基于随机森林模型的成分数据缺失值填补法

Imputation of Missing Values for Compositional Data Based on Random Forest

摘要: 缺失数据处理是数据挖掘领域中进行数据预处理的一个重要环节, 由于成分数据特殊的几何性质, 传统的缺失值填补方法不能直接用于这种类型的数据. 因此, 对成分数据而言, 缺失值的填补具有十分重要的意义. 为了解决这个问题, 本文利用了成分数据和欧氏数据之间的关系, 提出了一种基于随机森林的成分数据缺失值迭代填补法, 该方法的实施和评估采用模拟和真实的数据集. 实验结果表明: 新的填补方法可广泛应用于多种类型的数据集且具有较高准确性.

Abstract: Dealing with the missing values is an important object in the field of data mining. Besides, the properties of compositional data lead to that traditional imputation methods may get undesirable result if they are directly used in this type of data.

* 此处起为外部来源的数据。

PR #750, opened 2021-07-29
PDCL-6554 - return empty array when no view decisions for a specific view

ninaceban:
## Description
Because the viewCache promise gets resolved with `undefined`.  `undefined` would've been passed to handlers, in some handlers we would `currentViewDecisions || []`.  I would make `viewCache` return empty array when there are no decisions for a specific view, rather than returning `undefined` and then have to check for `undefined` everywhere we trigger `viewCache.getView`.

## Types of changes

## Checklist:

### DIFF
--- a/src/components/Personalization/createViewCacheManager.js
+++ b/src/components/Personalization/createViewCacheManager.js
@@ -35,7 +35,7 @@ export default () => {
   };
 
   const getView = viewName => {
-    return viewStorageDeferred.promise.then(() => viewStorage[viewName]);
+    return viewStorageDeferred.promise.then(() => viewStorage[viewName] || []);
   };
 
   const isInitialized = () => {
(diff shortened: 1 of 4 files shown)


jfkhoury (approved):
👏🏻 
Nina, is there a test we can add? Can we also search for similar situations in the library and make sure they are covered?

ninaceban:
> 👏🏻
> Nina, is there a test we can add? Can we also search for similar situations in the library and make sure they are covered?

yes, I have added some checks in the current tests and have removed another guard from `createViewChangeHandler.js`.

jfkhoury (approved):

Aaronius (approved):

shammowla (approved):

jonsnyder (approved):
Let's make sure we add a functional test to make sure we don't run into this bug again.

PR #770, opened 2021-09-09
PDCL-6797: Return edge destinations in sendEvent.

jfkhoury:
PLEASE DON'T MERGE THIS PR!

## Description

We are going to return the handles of type `activation:pull` in the sendEvent promise. This design might not be final, but we need it for a beta program. Please don't merge since we will be having more design conversations around returning additional handles from the response in the sendEvent command, without changing the SDK.

## Related Issue

https://jira.corp.adobe.com/browse/PDCL-6797

## Types of changes

## Checklist:

### DIFF
--- a/src/components/Audiences/index.js
+++ b/src/components/Audiences/index.js
@@ -12,19 +12,19 @@ governing permissions and limitations under the License.
 
 import { fireReferrerHideableImage } from "../../utils";
 import injectProcessDestinations from "./injectProcessDestinations";
+import injectProcessResponse from "./injectProcessResponse";
 
 const createAudiences = ({ logger }) => {
   const processDestinations = injectProcessDestinations({
     fireReferrerHideableImage,
     logger
   });
-  const processDestinationsFromResponse = ({ response }) => {
-    const destinations = response.getPayloadsByType("activation:push");
-    return processDestinations(destinations);
-  };
+
+  const processResponse = injectProcessResponse({ processDestinations });
+
   return {
     lifecycle: {
-      onResponse: processDestinationsFromResponse
+      onResponse: processResponse
     },
     commands: {}
   };
--- a/src/components/Audiences/injectProcessResponse.js
+++ b/src/components/Audiences/injectProcessResponse.js
@@ -28,7 +28,7 @@ export default ({ processDestinations }) => {
     const resolveValue = isNonEmptyArray(destinations)
       ? { destinations }
       : undefined;
-    return Promise.resolve(resolveValue);
+    return resolveValue;
   };
 
   return ({ response }) => {
--- a/src/components/Audiences/injectProcessResponse.js
+++ b/src/components/Audiences/injectProcessResponse.js
@@ -10,25 +10,16 @@ OF ANY KIND, either express or implied. See the License for the specific languag
 governing permissions and limitations under the License.
 */
 
-import { isNonEmptyArray } from "../../utils";
-
 export default ({ processDestinations }) => {
   const processPushDestinations = ({ response }) => {
     const destinations = response.getPayloadsByType("activation:push");
     return processDestinations(destinations);
   };
 
-  // IMPORTANT: We are breaking our own interface here, and not returning
-  // a handle if it's not available in the response. We are doing this because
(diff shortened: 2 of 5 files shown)


src/components/Audiences/index.js
```diff
@@ -18,13 +18,27 @@ const createAudiences = ({ logger }) => {
...
+    );
+  };
+
   return {
     lifecycle: {
-      onResponse: processDestinationsFromResponse
+      onResponse: processResponse
     },
     commands: {}
   };
```
jfkhoury, line 44: I'm starting to think we should rename this Component to `Activation` instead of `Audiences` since it's broader.

jfkhoury:
I will update the Sandbox as soon as our ORGs have been provisioned for Edge Destinations.

test/unit/specs/components/Audiences/index.spec.js
```diff
@@ -0,0 +1,46 @@
+/*
```
jonsnyder, line 1: Generally, the problem with writing unit tests for the index.js files is that its impossible to inject mocks for dependencies. The index files do the injecting. In this case you aren't able to mock the processDestinations function, and indeed it is getting imported and called. The index.js files should just be wiring up all the dependencies together and shouldn't be doing any work.  I recommend creating a "injectProcessResponse.js" file like this:

```
export default ({ processDestinations }) => {

  const processDestinationsFromResponse = ({ response }) => {
     const destinations = response.getPayloadsByType("activation:push");
     return processDestinations(destinations);
   };

   const retrievePullDestinations = ({ response }) => {
     return Promise.resolve({
       destinations: response.getPayloadsByType("activation:pull")
     });
   };

   return ({ response }) => {
     return processDestinationsFromResponse({ response }).then(() =>
       retrievePullDestinations({ response })
     );
   };
};
```

Then index.js looks like this:

```
import { fireReferrerHideableImage } from "../../utils";
import injectProcessDestinations from "./injectProcessDestinations";
import injectProcessResponse from "./injectProcessResponse";

const createAudiences = ({ logger }) => {
  const processDestinations = injectProcessDestinations({
     fireReferrerHideableImage,
     logger
   });

   const processResponse = injectProcessResponse({ processDestinations });

   return {
     lifecycle: {
       onResponse: processResponse
     },
     commands: {}
   };
};

```

Then you can move this file to injectProcessResponse.spec.js and create a mock for processDestinations. You can ensure that processDestinations is called correctly, and that "activation:pull" handles are returned.

jonsnyder (approved):

jonsnyder:
It would be great to add a functional test too.

test/unit/specs/components/Audiences/index.spec.js
jfkhoury: That's how you know I'm terribly rusty :) I'm usually obsessed with dependency injection; not anymore! :) :)

src/components/Audiences/index.js
jfkhoury: I will create a ticket for this

src/components/Audiences/injectProcessResponse.js
```diff
@@ -0,0 +1,39 @@
...
+  // a handle if it's not available in the response. We are doing this because
+  // a small group of customers need the edge destinations for a beta program.
+  // This behavior along with the `destinations` variable name will most probably
+  // change in the near future.
+  const retrievePullDestinations = ({ response }) => {
+    const destinations = response.getPayloadsByType("activation:pull");
+    const resolveValue = isNonEmptyArray(destinations)
+      ? { destinations }
+      : undefined;
+    return Promise.resolve(resolveValue);
```
jonsnyder, line 31: No need to wrap this in a Promise.resolve. You can just return resolveValue.

jonsnyder (approved):

liljenback (approved):

jonsnyder:
This was released as https://cdn1.adoberesources.net/alloy/edge-destinations-beta/2.7.0-beta.0/alloy.js

Further changes necessary for the beta should be added as PRs against the edge-destinations-beta branch.

PR #773, opened 2021-10-11
TNT-42028 Support Shadow DOM selectors

XDex:
## Description

This PR adds support for shadow DOM selectors in delivered Target offers, for proper rendering of Target offers on custom elements with shadow roots.

## Related Issue

https://jira.corp.adobe.com/browse/TNT-42028

## Motivation and Context

This PR adds support for shadow DOM selectors in delivered Target offers, for proper rendering of Target offers on custom elements with shadow roots.
More details in Shadow DOM spec: https://wiki.corp.adobe.com/x/xVOOj

## Types of changes

## Checklist:


src/components/Personalization/dom-actions/dom/selectNodesWithShadow.js
```diff
@@ -0,0 +1,37 @@
...
+
+  if (parts.length < 2) {
+    return querySelectorAll(context, selector);
+  }
+
+  // split the selector into parts separated by :shadow pseudo-selectors
+  // find each subselector element based on the previously selected node's shadowRoot
+  let parent = context;
+  for (let i = 0; i < parts.length; i += 1) {
+    const part = cleanupPrefix(parts[i]);
```
Aaronius, line 27: I suspect I may be misunderstanding something here, but couldn't this result in invalid matches? For example, given the selector `BUY-NOW-BUTTON:nth-of-type(2):shadow > .logo`, it seems stripping the `>` would result in us looking for `.logo` at any descendent level within the buy now button rather than a direct descendent.

src/components/Personalization/dom-actions/dom/helperForShadow.js
```diff
@@ -0,0 +1,25 @@
...
+
+Unless required by applicable law or agreed to in writing, software distributed under
+the License is distributed on an "AS IS" BASIS, WITHOUT WARRANTIES OR REPRESENTATIONS
+OF ANY KIND, either express or implied. See the License for the specific language
+governing permissions and limitations under the License.
+*/
+
+const SHADOW_SEPARATOR = ":shadow";
+
+export const isNotShadowSelector = str => str.indexOf(SHADOW_SEPARATOR) === -1;
```
Aaronius, line 15: I recommend not using a negative. Instead, make it a positive (`isShadowSelector`) and let the consuming module determine whether to negate it.

XDex: Here I was also guided by existing code in `helperForEq.js` where we have `isNotEqSelector`. I'll fix it in both places then, per your recommendation..

src/components/Personalization/dom-actions/dom/selectNodesWithShadow.js
XDex: The polyfill I mentioned above won't work, as there's no way to set an attribute on a `shadowRoot`. Anyhow, turns out custom elements and Shadow DOM aren't supported in IE in any case, so there's no need to also add support for `:scope`, since pages with custom elements and Shadow DOM will be broken in IE anyway.

src/components/Personalization/dom-actions/dom/helperForShadow.js
Aaronius: Thank you!

XDex:
@Aaronius I've pushed some fixes, please take another look when you get a chance, thank you!

src/components/Personalization/dom-actions/dom/helperForShadow.js
```diff
@@ -0,0 +1,25 @@
...
+
+export const splitWithShadow = selector => {
+  return selector.split(SHADOW_SEPARATOR);
+};
+
+export const cleanupPrefix = selector => {
+  const result = selector.trim();
+  const subselIdx = result.indexOf(">");
+  return subselIdx === 0 ? result.substring(1).trim() : result;
+};
```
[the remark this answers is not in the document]
Aaronius: Sorry, I wasn't aware of the `helperForEq.js` precedent. Moving these particular helpers back to `selectNodesWithShadow` is good though IMO. At this point, I would recommend not exporting or unit testing `splitWithShadow` or `transformPrefix` directly, since those are implementation details that should remain private to `selectNodesWithShadow.js`. Instead, just test the default export of `selectNodesWithShadow.js` in a way that you are sure `splitWithShadow` and `transformPrefix` are correctly performing their job. By not exporting or testing `splitWithShadow` or `transformPrefix` directly, our tests become more resilient to change. In other words, we'll spend less time updating our tests if we need to refactor those functions down the road.

`isShadowSelector` is the oddball here, since that function is reasonably used both internally within `selectNodesWithShadow.js` and in `selectNodes.js`. I didn't realize this when I suggesting moving the functions into `selectNodesWithShadow.js`. It's probably fine where you have it.

src/components/Personalization/dom-actions/dom/selectNodesWithShadow.js
```diff
@@ -27,6 +27,11 @@ export const transformPrefix = selector => {
 export const isShadowSelector = str => str.indexOf(SHADOW_SEPARATOR) !== -1;
 
 export default (context, selector) => {
+  // Shadow DOM is not supported in IE
+  if (window.document.documentMode) {
```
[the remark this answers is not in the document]
jfkhoury: @XDex first of all, great work; and thank you for your detailed answers and patience.  Is shadow dom supported in the VEC? If yes, can we add a functional test to this PR? If no, why are we making this change before we support it in the VEC?

thank you!

Aaronius (approved):
Thanks for the good work on this, @XDex, and, as @jfkhoury said, for your patience with our feedback. The last thing I would still suggest is not exporting `transformPrefix` or `splitWithShadow` since they are implementation details of the `selectNodesWithShadow` function. Instead, just test that their logic is behaving properly when testing the actual `selectNodesWithShadow` function.

Also, if you plan on contributing in the future, I'd recommend requesting write access to the repo. You can then do the work on a branch of the main repo rather than having to do the work on your fork (we encourage you to work on the main repo if you're a regular contributor). Instructions for requesting write access is documented [here](https://github.com/adobe/alloy/wiki#requesting-write-access-adobe-employees).

Thank you!

XDex:
@jfkhoury Alexandru Dan Popa from the UI team just let me know the Shadow DOM mods in VEC didn't make into today's UI release and will go out in a week, on Oct 26/27th, would you be ok with merging this PR now? I'll raise another one with an e2e functional test after the release happens next week..

XDex:
@Aaronius @jonsnyder Could you please help with reviewing #780 and uploading the updated alloyio.com sandbox to Azure (as I don't have access)? I need this deployed, before I can add a functional test.
Thanks!

src/components/Personalization/dom-actions/dom/helperForEq.js
```diff
@@ -15,7 +15,7 @@ import { isNonEmptyString } from "../../../../utils";
 const EQ_START = ":eq(";
 const EQ_PATTERN = /:eq\((\d+)\)/g;
 
-export const isNotEqSelector = str => str.indexOf(EQ_START) === -1;
+export const isEqSelector = str => str.indexOf(EQ_START) !== -1;
```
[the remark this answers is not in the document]
XDex: I tend to agree with Aaron on this, as keeping boolean names affirmative is a good practice:
 - "Use positive boolean variable names" -- Code Complete, page 269
 - https://softwareengineering.stackexchange.com/a/196837
 - https://www.serendipidata.com/posts/naming-guidelines-for-boolean-variables
However, as discussed during the last sync up with the team, I'll revert only the `isEqSelector` change, which is not directly related to this PR..

XDex:
@jfkhoury @jonsnyder I've added the functional test, please take another look. Thank you!

package.json
```diff
@@ -19,6 +19,7 @@
     "test:unit:coverage": "karma start --single-run --reporters spec,coverage",
     "test:functional": "EDGE_BASE_PATH=\"ee-pre-prd\" ALLOY_ENV=\"int\" testcafe chrome",
     "test:functional:watch": "EDGE_BASE_PATH=\"ee-pre-prd\" ALLOY_ENV=\"int\" ./scripts/watchFunctionalTests.js --browsers chrome",
+    "test:functional:debug": "EDGE_BASE_PATH=\"ee-pre-prd\" ALLOY_ENV=\"int\" testcafe --inspect-brk chrome -T \"Test C28758.*\"",
```
ninaceban, line 22: I guess this is a non-intentional change. You could also change inside functional test `test.only` and run `test:functional:watch`, this will run only that specific test in watch mode.

ninaceban (changes requested):
@XDex thank you! I have only one small change request otherwise looks good!

package.json
XDex: @ninaceban No, this is actually an intentional change, as with the Testcafe Live Runner used in the `watch` script, there's no way to start a proper Inspector debug server, so that the test can be debugged directly in the IDE.

XDex: @ninaceban I have also moved the test focusing to this external `debug` script, instead of using `test.only`, as ESLint warns you not to do it: `ESLint: don't focus tests(ban/ban)` as it's easier to forget to remove it once you set it in the test, which is not an issue when you have a separate debug script.

ninaceban: As far as I can understand this is a debug configuration only for one test case. You could have this configured locally without this being committed to the repo.

test/functional/specs/Personalization/C28758.js
```diff
@@ -0,0 +1,144 @@
...
+  ID: "C28758",
+  SEVERITY: "P0",
+  TEST_RUN: "Regression"
+});
+
+const shadowDomScript = `
+    const buyNowContent = \`
+    <div>
+      <input type="radio" id="buy" name="buy_btn" value="Buy NOW">
+      <label for="buy">Buy Now</label><br>
```
ninaceban, line 37: Could you please extract these to a `/Personalization/constants` or in `functional/helpers/constants/`, to keep only the test code here.

test/functional/helpers/createFixture/clientScripts.js
```diff
@@ -74,7 +74,7 @@ const getProdNpmLibraryCode = () => {
   return readCache.sync(prodNpmLibraryPath, "utf8");
 };
 
-const injectInlineScript = ClientFunction(code => {
+export const injectInlineScript = ClientFunction(code => {
```
ninaceban, line 77: should we extract this explicitly in a test util function? 
cc: @jonsnyder

package.json
XDex: In addition to the reasons I mentioned above, the idea is to commit it to the repo so that there's an explicit script for debugging a single functional test, and any new contributors don't have to rely on tacit knowledge on how to debug a single test, losing time for looking up how to focus a single test in our particular testing framework, but can instead do it quickly just taking a look at the script and adjusting it to their needs.

test/functional/helpers/createFixture/clientScripts.js
XDex: I don't think extracting it to a separate test util is warranted, since it's already used in other `clientScripts.js` functions, like `injectAlloyDuringTestForInt()`

jonsnyder: Good question Nina. I probably would have added a parameter to "createFixture" for extra scripts to include. I think this is fine though. There are already two exports for clientScripts.js.

jonsnyder (approved):

package.json
XDex: @jonsnyder Fixed as suggested and added instructions to the Wiki

ninaceban (approved):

As a result, the management of missing values in compositional data is of great significant. To solve this problem, this paper uses the relationship between compositional data and Euclidean data, and proposes a new method based on Random Forest for missing values in compositional data. This method has been implemented and evaluated using both simulated and real-world databases, then the experimental results reveal that the new imputation method can be widely used in various types of data sets and has good performance than other methods.